Por Alvaro Peralta Sáinz, cronista gastronómico

Tanto me comentaron sobre este céntrico bar de inspiración española que una de estas calurosas noches decidí visitarlo. Desafortunadamente no pude instalarme en su muy bonito -e hispano- salón interior, por lo que no me quedó otra que sentarme en su terraza, que no es más que el garaje de la casa que alguna vez funcionó ahí. Como sea, no nos hicimos problema y comenzamos a pedir cosas en clave ibérica para así tasar bien el local.

Partimos con una tortilla de papas y cebolla ($4.900) más una copa de cerveza ($2.500) y una sidra ($3.600). Para mi sorpresa me preguntaron el punto en que quería la tortilla, a lo que no dudé en pedirla poco hecha. Y así fue que llegó después de algún rato. Doradita por fuera pero babosa por dentro, bien jugosa. Además, acompañada de dos muy ricas tostadas de pan con tomate. La verdad es que el inicio no podía haber estado mejor. Siguiendo con preparaciones de bar español pedimos unos calamares a la romana ($5.200), que tardaron lo justo y llegaron recién fritos y en cantidad abundante, acompañados de una salsa tártara que si no era de esas que venden en el supermercado, al menos estaba igual de sosa. ¿Los calamares? De fritura perfecta aunque un pelín salados, pero con el toquecito de tártara y limón pasaban bien.

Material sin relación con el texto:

PR #294, opened 2017-12-14
Update paper-collapse-item from main repository

PatrykSzwer:
I've replaced source of paper-collapse-item element from my fork to original repository since they've merged my changes.


warpech:
Setting as “Finished” because it is:
- released (with release notes) https://github.com/Starcounter/Website/releases/tag/4.1.0

PR #300, opened 2017-12-27
Fixed wrapping responses

un-tone:
For https://github.com/Starcounter/Website/issues/298


PatrykSzwer:
Changes itself seems good, I've checked it and everything is working correctly with them. :+1:

un-tone:
Finding the test case for this bug turned out harder than fixing it 😞.
I have not done it still.

un-tone:
@warpech Finding the test case for this bug turned out harder than fixing it 😞.
I don't have it ready still.

un-tone:
The fix looks doubtfully. I mean currently I don't understand the reason of the error and why the fix works. Probably it is just a workaround for some Starcounter glitch. I suggest to isolate the issue so we could investigate it deeply.
Actually only https://github.com/Starcounter/Website/pull/300/commits/172981666e99025bce41b39b2569b01a08ead0ab commit relates to the issue so I moved other fixes (https://github.com/Starcounter/Website/pull/300/commits/fcac71d8fe2862086e1b9f8bc41c40651e1cb704) to the separate PR #309.

warpech:
I just discussed with @un-tone that this we should not rush with including this PR. The final version of WebsiteProvider can go without it.

This PR should be closed and properly fixed with tests in BlendingProvider. @un-tone will take care of it next week.

PR #305, opened 2017-12-29
Explain branches

warpech:
This PR explains the current branching model and includes a few other minor fixes.

I'd like to ask everyone in the @Starcounter/webplatformteam to review. If you agree, this will be transferred to KitchenSink and our other apps.


warpech:
Thanks for the review, merging.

Hicimos un esfuerzo y seguimos probando. Esta vez, la prueba de fuego de este tipo de bares: sus croquetas rellenas de jamón serrano ($4.600), las que tras un par de enredos con el pedido llegaron a la mesa -cuatro unidades más bien medianas- junto a dos copas más de cerveza. Otra vez, muy buena fritura y un interior cremosito, con una buena cantidad de taquitos de jamón. Estaban buenas, pero les faltaba algo más de picardía. No me queda claro si sal o un aceite no tan nuevo, pero me quedé corto con el sabor. Aún así, el saldo fue positivo.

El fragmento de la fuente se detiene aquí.